[RECORDS SUPPLIED Boundary: Start]

Issue #497, opened 2021-06-26
`zrepl status` only reports half the true transfer rate


Malvineous:
I am copying a new filesystem for the first time, and I notice that the speed indicator seems quite wrong.  My other monitoring software is reporting between 300-600 MB/sec however `zrepl status` is only showing 90-150 MiB/s:

    Started: 2021-06-26 19:53:37 +1000 AEST (lasting 22m51s)
    Progress: [=|-------------------------------------------------] 382.5 GiB / 10.1 TiB @ 149.3 MiB/s

Unless my maths are wrong, 22m51s is 1371 seconds, and 382.5 GiB in 1371 seconds is 285 MiB/s.  zrepl seems to be reporting only half the actual speed.  Sure enough if I look at the actual filesystem values reported by zrepl, they are increasing by around 0.3 GiB/sec, double the reported speed.

I tried to find in the code where this is calculated and it looks like it might be at https://github.com/zrepl/zrepl/blob/master/client/status/viewmodel/bytesprogresshistory.go#L42 but there's some weird factor in play, so I'm wondering whether this is making the calculation come out wrong?  It looks like it's designed to gradually creep up to the true speed but despite leaving it for 10 minutes, it only ever shows around half the true speed.

Malvineous:
I tried experimenting with the `factor` value and `1.0` gives me an accurate speed reading but anything less than this and the displayed transfer speed is consistently lower than what it really is.

I guess because it starts off at `0.0` and that value is carried forward forever thanks to the factor, it never recovers and never reaches the true speed.

problame:
It's an exponentially moving average which we update every time we poll.
The poll interval is controlled via this variable (default: 1s)

https://github.com/zrepl/zrepl/blob/master/client/status/status.go#L29

Here's the expected behavior for different factors.

![image](https://user-images.githubusercontent.com/956573/123623812-2c576980-d80e-11eb-87f2-d75dfecebb30.png)

If you poll faster (i.e., change `--delay`), the faster updates will compress the curve on the x-axis.

Action items:

* experiment with picking a higher factor (you already did that)
* choose the factor depending on `--delay` to compensate for the compression/dilation of the x-axis
  * More precisely, don't use `--delay` but the actual `deltaT` to compute the weighing

There's also #339  (rate-limiting), so we'll eventually need to be more precise about transfer rates and move the logic into the daemon. But in the meantime, we can tackle the items above easily.

[...]

PR #506, opened 2021-08-06
job-level bandwidth limit

### LINKED ISSUE #339: Transport rate limiting
I have some 100TB raidz filesystems which I currently replicate with syncoid, using ssh-hpn with encryption disabled so as not to be a bottleneck.

If I let them run at full speed they achieve ~550MiB/sec, but put so much load on the source server that they impact client performance (and sometimes crash the HBA!)  But if I limit them to 200MiB/sec then everything is fine.

With syncoid I specify `--source-bwlimit=200m`

zrepl would be a much cleaner replacement, as its native TCP transport removes the need for ssh-hpn, but I still need some way to limit the bandwidth.

The workarounds I can think of are:

- at the sender side, point at a TCP proxy on localhost which implements rate limiting
- using iptables rate limiting

problame:
This PR adds the ability to configure a job-level bandwidth / data rate limit, based on a token bucket.
The limit is applied _above_ the `transport`, and only to the `zfs send` / `zfs recv` operation.
This fixes #339.

Also, the data rate display in `zrepl status` can average towards the wrong value (#497). 
This PR includes a workaround that disables the averaging.

Todo

- [x] Testing in VMs
- [x] Testing in production deployment (considered very low risk)
  - Determine trade-offs with  around with different values for `bucket_capacity`
  - Watch out for CPU overhead
    - Check 1: if no bandwidth limit is configured, the overhead should be practically zero.
    - Check 2: Determine CPU overhead in Multi-GiB/s workloads
      - Hardware information (`cat /proc/cpuinfo` or similar)
      - zrepl job's `transport.type`
      - Average CPU utilization in `%` before and after enabling a bandwidth limit
      - If the CPU utilization is problematic, the data rate as reported by `zrepl status` / `iftop` or similar tools
- [x] Better commit message
- [x] Sponsor attribution at https://zrepl.github.io/supporters.html
- [x] ~~Replace `zrepl status` workaround with actual fix for data rate averaging~~ Rename `zrepl status` workaround commit.

### DIFF
--- a/docs/configuration/sendrecvoptions.rst
+++ b/docs/configuration/sendrecvoptions.rst
@@ -36,6 +36,9 @@ See the `upstream man page <https://openzfs.github.io/openzfs-docs/man/8/zfs-sen
     * - ``encrypted``
       -
       - Specific to zrepl, :ref:`see below <job-send-options-encrypted>`.
+    * - ``bandwidth_limit``
+      -
+      - Specific to zrepl, :ref:`see below <job-send-recv-options-bandwidth-limit>`.
     * - ``raw``
       - ``-w``
       - Use ``encrypted`` to only allow encrypted sends.
@@ -138,6 +141,7 @@ Recv Options
          override: {
            "org.openzfs.systemd:ignore": "on"
          }
+       bandwidth_limit: ... # see below
      ...
 
 .. _job-recv-options--inherit-and-override:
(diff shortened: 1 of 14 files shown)


docs/configuration/sendrecvoptions.rst
```diff
@@ -212,3 +216,26 @@ and property replication is enabled, the receiver must :ref:`inherit the followi
...
+Common Options
+~~~~~~~~~~~~~~
+
+.. _job-send-recv-options-bandwidth-limit:
+
+Bandwidth Limit (send & recv)
+-----------------------------
+
+Both ``send`` and ``recv`` can be limited to a maximum bandwidth through ``bandwidth_limit``.
+For most users, it should be sufficient to just set ``bandwidth_limit.max``.
```
InsanePrawn, line 229: still we need some hint or optional explanation on what a bucket is and what changing its size does.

[RECORDS SUPPLIED Boundary: End]

*WHAT YOU HAVE TO DO*:
Read through the listing and copy each line in which the word "opened" occurs.

*SOLVED PROBLEM*:
Issue #497, opened 2021-06-26
PR #506, opened 2021-08-06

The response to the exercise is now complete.